**Task objective**: Retype the tail of the data exactly, starting at the line containing "- Use Chromicons" and stopping at the last line.

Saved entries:
- Opening Delimiter -
PR #159, opened 2021-06-24
FEAT: Add chromicons and use them over internal icons

ynotdraw:
### Changes

- Use Chromicons internally instead of the now deprecated, internal icons (https://github.com/lifeomic/chroma-react/pull/143)

### DIFF
--- a/package.json
+++ b/package.json
@@ -28,12 +28,14 @@
     }
   },
   "peerDependencies": {
+    "@lifeomic/chromicons": "^0.2.1",
     "react": "16",
     "react-dom": "16",
     "react-router-dom": ">=5.1.2"
   },
   "devDependencies": {
     "@babel/core": "^7.0.0-0",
- Closing Delimiter -
**Output of the task**:
- Use Chromicons internally instead of the now deprecated, internal icons (https://github.com/lifeomic/chroma-react/pull/143)

### DIFF
--- a/package.json
+++ b/package.json
@@ -28,12 +28,14 @@
     }
   },
   "peerDependencies": {
+    "@lifeomic/chromicons": "^0.2.1",
     "react": "16",
     "react-dom": "16",
     "react-router-dom": ">=5.1.2"
   },
   "devDependencies": {
     "@babel/core": "^7.0.0-0",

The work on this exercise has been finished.